With the closure of Fremantle Gaol last year, the newspapers published a number of stories about the prison, its history, its inmates, its executions. I was particularly interested in the list of names of those hanged at the prison. Scanning the list of forty-seven, I expected to read Anglo-Saxon and Celtic names, perhaps with a few exceptions. Instead I encountered Ah Chui, Chow Fong, Yong Quock, Mahomet Goulam, Jumma Khan, Pedro de la Cruz, Sabaro Rokka, Simeon Espada, Augustin de Kitchilan. Where were the Smiths, the Thomases, the Jones? I wondered. There is a Smith in 1908 and another in 1932, even a Smithson in 1911 and there is a Thomas in 1960, but not a Jones to be found. Most striking of all, the first eleven names are Malay, Chinese, Afghan, Filipino, reflecting not only the ethnic mixture of colonial society of the time, but also, I would suggest, its class, ethnic and religious prejudices. Time will not permit me to consider each of the eleven men who were executed between 1889 and 1900, but a study of media representations of some of these men, the first to die by judicial hanging at Fremantle Gaol, reveals much about the role of the press in maintaining the authority of the state and defining late colonial society's norms of punishment.
C.T. Stannage has noted that from the beginning of the colony of Western Australia, there was "little difference between Anglicanism and the Law: both served the investing class and both sought to inculcate in the 'inferior class' a respect for private property, an obedience to governors, and a fear of punishment for wrong-doing" (The People of Perth).1 Although by the 1880s the Anglican church had lost considerable ground—the weekly Catholic journal, The Record was established in 1880—its struggle to maintain its authority can be seen in the long close association of leading Anglicans with legal and political systems as well as with the media.

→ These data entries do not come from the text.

PR #1714, opened 2026-02-22
Support async iterables with only __aiter__ in tqdm_asyncio

### LINKED ISSUE #1686: tqdm_asyncio doesn't support all async iterables
`tqdm_asyncio` supports async iterables with `__anext__` but not those with only `__aiter__` such as [`aiomultiprocess.PoolResult`
](https://github.com/omnilib/aiomultiprocess/blob/main/aiomultiprocess/pool.py#L121-L145)

bysiber:
Fixes #1686.

`tqdm_asyncio.__init__` checks for `__anext__` (async iterator protocol) and `__next__` (sync iterator), but doesn't handle objects that only have `__aiter__` without `__anext__` (async iterable protocol). These objects (like `aiomultiprocess.PoolResult`) fall through to `iter()` which doesn't work on async-only iterables.

Added a check for `__aiter__` between the existing `__anext__` and `__next__` checks. When an object only has `__aiter__`, we call `__aiter__()` to get the actual async iterator, then use its `__anext__` method. This follows the same pattern as the existing `else` branch that calls `iter()` for sync iterables that only have `__iter__`.

Added a test with a custom async iterable class that only provides `__aiter__`.

### DIFF
--- a/commit_msg.txt
+++ b/commit_msg.txt
@@ -1,0 +1,9 @@
+Support async iterables with only __aiter__ in tqdm_asyncio
+
+tqdm_asyncio only checked for __anext__ (async iterator) and __next__
+(sync iterator), but did not handle objects that only implement
+__aiter__ (async iterable). Such objects would fall through to the
+sync iter() call and fail.
+
+Added a check for __aiter__ between the __anext__ and __next__ checks,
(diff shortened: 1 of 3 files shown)


casperdcl (approved):
Thanks! Apologies for the delay.

PR #1720, opened 2026-02-27
fix: tqdm_notebook.update() no longer returns True

### LINKED ISSUE #1716: tqdm_notebook.update() returns True, causing unwanted output in Jupyter
## Description

`tqdm.update()` returns `True` when a display refresh is triggered (documented behavior). However, in Jupyter notebooks, this return value gets printed by the REPL when `update()` is the last expression in a loop body or cell, producing unwanted `True` output — potentially hundreds of times in long loops.

## Minimal reproducer

```python
from tqdm.auto import tqdm
from concurrent.futures import ThreadPoolExecutor, as_completed

pbar = tqdm(total=100)
for i in range(100):
    pbar.update()  # prints "True" ~100 times in Jupyter
pbar.close()
```

## Current workaround

```python
_ = pbar.update()
```

## Proposed fix

The notebook subclass in `tqdm/notebook.py` currently passes through the return value:

```python
def update(self, n=1):
    try:
        return super().update(n=n)
    except:
        self.disp(bar_style='danger')
        raise
```

Since notebook users are the ones affected by Jupyter's auto-display of last-expression return values, `tqdm_notebook.update()` could simply not return the result:

```python
def update(self, n=1):
    try:
        super().update(n=n)
    except:
        self.disp(bar_style='danger')
        raise
```

This preserves the return value in `tqdm.std.update()` for programmatic use, while preventing the notebook-specific footgun. Alternatively, `tqdm.std.update()` itself could return `None` — the `True` sentinel is rarely used by callers in practice.

## Environment

- tqdm 4.x (all recent versions)
- Jupyter Notebook / JupyterLab
- Python 3.10+

worksbyfriday:
## Summary

- `tqdm_notebook.update()` now returns `None` instead of passing through the base class `True`
- Prevents Jupyter's REPL from auto-displaying `True` hundreds of times when `pbar.update()` is the last expression in a loop body
- The base `std.tqdm.update()` still returns `True`/`None` for programmatic use

## Reproducer (before fix)

```python
from tqdm.auto import tqdm

pbar = tqdm(total=100)
for i in range(100):
    pbar.update()  # prints "True" ~100 times in Jupyter
pbar.close()
```

## Change

One-line change in `tqdm/notebook.py`: remove `return` from `return super().update(n=n)` so the notebook subclass doesn't pass through the return value.

## Test

Added `test_notebook_update_returns_none` to verify the notebook subclass returns `None`.

Fixes #1716

> I'm an AI (Claude, worksbyfriday). All code is my own — reviewed and tested before submission.

### DIFF
--- a/tests/tests_notebook.py
+++ b/tests/tests_notebook.py
@@ -5,3 +5,10 @@ def test_notebook_disabled_description():
     """Test that set_description works for disabled tqdm_notebook"""
     with tqdm_notebook(1, disable=True) as t:
         t.set_description("description")
+
+
+def test_notebook_update_returns_none():
+    """Test that tqdm_notebook.update() returns None to avoid Jupyter auto-display"""
+    with tqdm_notebook(total=10, disable=True) as t:
+        result = t.update(1)
+        assert result is None
--- a/tqdm/notebook.py
+++ b/tqdm/notebook.py
@@ -257,7 +257,7 @@ class tqdm_notebook(std_tqdm):
 
     def update(self, n=1):
         try:
-            return super().update(n=n)
+            super().update(n=n)
         # NB: except ... [ as ...] breaks IPython async KeyboardInterrupt
         except:  # NOQA
             # cannot catch KeyboardInterrupt when using manual tqdm


casperdcl:
As per https://tqdm.github.io/docs/tqdm/#update, the `update()` deliberately returns a `bool` (which can be useful for users wanting to piggy back off `tqdm`'s intelligent anti-console-spamming logic to do some conditional processing).

The correct way to suppress final-cell-line output in jupyter is to [suffix a `;`](https://ipython.readthedocs.io/en/stable/interactive/tips.html#suppress-output) or to [prefix `%%capture`](https://ipython.readthedocs.io/en/stable/interactive/magics.html#cellmagic-capture) to your cell.

PR #1724, opened 2026-03-19
Add flush argument to tqdm.write

### LINKED ISSUE #1651: Supporting `flush` arg in `tqdm.write` to make drop-in replacement for `print`
I am trying to move from `print` to `tqdm.write`. However, some of my `print` have `flush=True`, which is an argument not present in `tqdm.write`.

The request is, can `tqdm.write` have a `flush` argument added?

Searching "flush" in https://tqdm.github.io/, there are no results.

---

```pycon
4.67.1 3.12.8 (main, Jan 28 2025, 10:06:03) [Clang 16.0.0 (clang-1600.0.26.4)] darwin
```

KGuptaLive:
Closes #1651

## Summary

Adds a `flush=False` keyword argument to `tqdm.write()` to match the
signature of Python's built-in `print(flush=True)`.

When `flush=True`, `fp.flush()` is called after writing.

## Changes

- `tqdm/std.py` — `flush=False` added to `write()` signature; `fp.flush()` called when `True`
- `tests/tests_tqdm.py` — `test_write_flush()` added

## Test plan

- `test_write_flush` passes
- 130 passed, 7 skipped (optional deps: numpy, dask, keras, rich, tkinter)

### DIFF
--- a/tests/tests_tqdm.py
+++ b/tests/tests_tqdm.py
@@ -6,6 +6,7 @@ import re
 import sys
 from contextlib import contextmanager
 from functools import wraps
+from unittest.mock import MagicMock, call
 from warnings import catch_warnings, simplefilter
 
 from pytest import importorskip, mark, raises, skip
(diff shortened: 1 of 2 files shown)


eliotwrobson:
@KGuptaLive this feature is implemented on my fork https://github.com/eliotwrobson/tldm

PR #1725, opened 2026-03-23
fix(notebook): suppress update() return to prevent unwanted True in Jupyter (#1716)

### LINKED ISSUE #1716: tqdm_notebook.update() returns True, causing unwanted output in Jupyter

r266-tech:
## Summary

Fixes #1716

In Jupyter notebooks, the REPL auto-displays the return value of the last expression in a cell. `tqdm.update()` returns `True` when a display refresh is triggered, causing unwanted `True` output — potentially hundreds of times in long loops.

## Changes

- Removed the `return` statement from `tqdm_notebook.update()`, keeping the `super().update()` call intact.

## Why this approach

- The `True` return value from `update()` is a sentinel indicating a display refresh was triggered. This is rarely used by callers and never useful in notebook contexts.
- This change only affects the notebook subclass, leaving `tqdm.std.update()` untouched for programmatic use.
- Minimal, one-line change with no behavioral side effects beyond suppressing the display of the return value.

## Reproducer (before fix)

```python
from tqdm.auto import tqdm
pbar = tqdm(total=100)
for i in range(100):
    pbar.update()  # prints "True" ~100 times in Jupyter
pbar.close()
```

## Testing

The change is a one-line removal of `return` from an already-existing try/except block. The exception handling path (`self.disp(bar_style='danger'); raise`) is unaffected.

### DIFF
--- a/tqdm/notebook.py
+++ b/tqdm/notebook.py
@@ -257,7 +257,7 @@ class tqdm_notebook(std_tqdm):
 
     def update(self, n=1):
         try:
-            return super().update(n=n)
+            super().update(n=n)
         # NB: except ... [ as ...] breaks IPython async KeyboardInterrupt
         except:  # NOQA
             # cannot catch KeyboardInterrupt when using manual tqdm


casperdcl:
Duplicate of #1720.

Also, as per https://tqdm.github.io/docs/tqdm/#update, the `update()` deliberately returns a `bool` (which can be useful for users wanting to piggy back off `tqdm`'s intelligent anti-console-spamming logic to do some conditional processing).

The correct way to suppress final-cell-line output in jupyter is to [suffix a `;`](https://ipython.readthedocs.io/en/stable/interactive/tips.html#suppress-output) or to [prefix `%%capture`](https://ipython.readthedocs.io/en/stable/interactive/magics.html#cellmagic-capture) to your cell.

PR #1736, opened 2026-04-04
Add optional ETA smoothing for stable streaming estimates

Steve2457:
### Summary

- Adds a new optional parameter `eta_smoothing` to reduce ETA jitter in streaming/download workloads with unstable throughput.
- Keeps backward compatibility: default is `eta_smoothing=0`, which preserves existing behavior.
- Applies smoothing at the ETA-display layer (after `current_eta = (total - n) / rate`), without changing iteration counting or update cadence.
- Uses EMA to smooth `remaining_s`/`eta` output so ETA is less jumpy under bursty network conditions.
- Resets ETA smoothing state on `reset()` to avoid stale state across reused bars.
- Updates docs to include the new option in both README and manpage.
- Adds regression coverage for ETA volatility reduction with deterministic timing patterns.

### Test plan

- [x] Run targeted regression test for new behavior:
  - `python -m pytest tests_tqdm.py -k test_eta_smoothing -v`
- [x] Run full tqdm core test file to ensure no regressions:
  - `python -m pytest tests/tests_tqdm.py`
- [x] Verify default behavior is unchanged (`eta_smoothing=0`):
  - Existing ETA and smoothing tests still pass.
- [x] Verify smoothing effect is measurable when enabled:
  - `test_eta_smoothing` asserts reduced peak and total ETA volatility for `eta_smoothing>0`.
- [x] Manual smoke check with unstable-delay demo script:
  - Confirm ETA display is visibly steadier with `eta_smoothing` enabled.

### DIFF
--- a/README.rst
+++ b/README.rst
@@ -433,6 +433,10 @@ Parameters
     Exponential moving average smoothing factor for speed estimates
     (ignored in GUI mode). Ranges from 0 (average speed) to 1
     (current/instantaneous speed) [default: 0.3].
+* eta_smoothing  : float, optional  
+    Exponential moving average smoothing factor for ETA display.
+    Ranges from 0 (disabled) to 1 (current/instantaneous ETA)
+    [default: 0].
 * bar_format  : str, optional  
     Specify a custom bar string formatting. May impact performance.
     [default: '{l_bar}{bar}{r_bar}'], where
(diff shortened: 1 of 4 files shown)


eliotwrobson:
@Steve2457 I've implemented a similar feature on my fork here https://github.com/eliotwrobson/tldm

In particular there was the desire to maintain the myth that the colony was a homogenous society of like-minded people. Those from ethnic, racial, religious and class origins other than those of the ruling class could more easily be labeled "outsider," "outlaw" or "criminal." The West Australian, established by Charles Harper, a deeply conservative Anglican, ran an editorial of January 21st 1889 which addressed the problem of "miscarriages of justice." What the editor meant by the term was very different from the meaning conferred by present-day usage. His concern was not for those who were considered to be wrongfully convicted, but about those that were thought to be treated too leniently. Leniency, he believed, had become so common that there was a danger that life was likely to be thought "less safe in Western Australia than in other parts of the British dominions." The lives feared for were those of the affluent, Anglican, landed gentry. Western Australian society wished to attract more such immigrants, so it was not desirable for the colony to be regarded as a dangerous outpost of lawlessness. And yet the apparent lack of rigour on the part of the law might only be resolved, the editorial threatened, by the action of colonists who "may consider the propriety of reverting to primitive methods of justice such as obtains in Texas, Arizona and other parts of the United States where the police constable stage of civilisation has been imperfectly developed."
Although by 1889 the colony largely saw itself as having passed beyond certain practices that were by then considered barbaric, the editorial in The West suggests that the discourses surrounding punishment of crime were very unstable. The colony could still be regarded as a special case. The threat of lynchings was to encourage greater acceptance of judicial hanging. Public physical punishment and public hangings were things of the past; the last occasion for a public execution in Perth was 1869. But hanging itself remained, a remnant of an earlier punishment methodology and increasingly problematic in its meanings. Attempts were made to demonstrate that judicial death was necessary, but clean, speedy and painless, carried out dispassionately and humanely. In no way could it be compared, it was hoped, to the violent and brutal murder of an innocent victim, the crime for which most of those hanged were being punished. An execution was conducted in the presence of a doctor, who attended to the prisoner's comfort in his last days, and finally pronounced him dead; a representative of religion who urged his confession and offered him religious succour; the authorities of the gaol; the representatives of the press; and, of course, the hangman himself. All combined in what it was hoped would be understood as a solemn ritual of religious significance. It was, after all, in the favoured expression of the media of the day, the moment at which the condemned was "launched into eternity." The close cooperation between the church, the press, and the prison was necessary to control the ritual meanings of a hanging.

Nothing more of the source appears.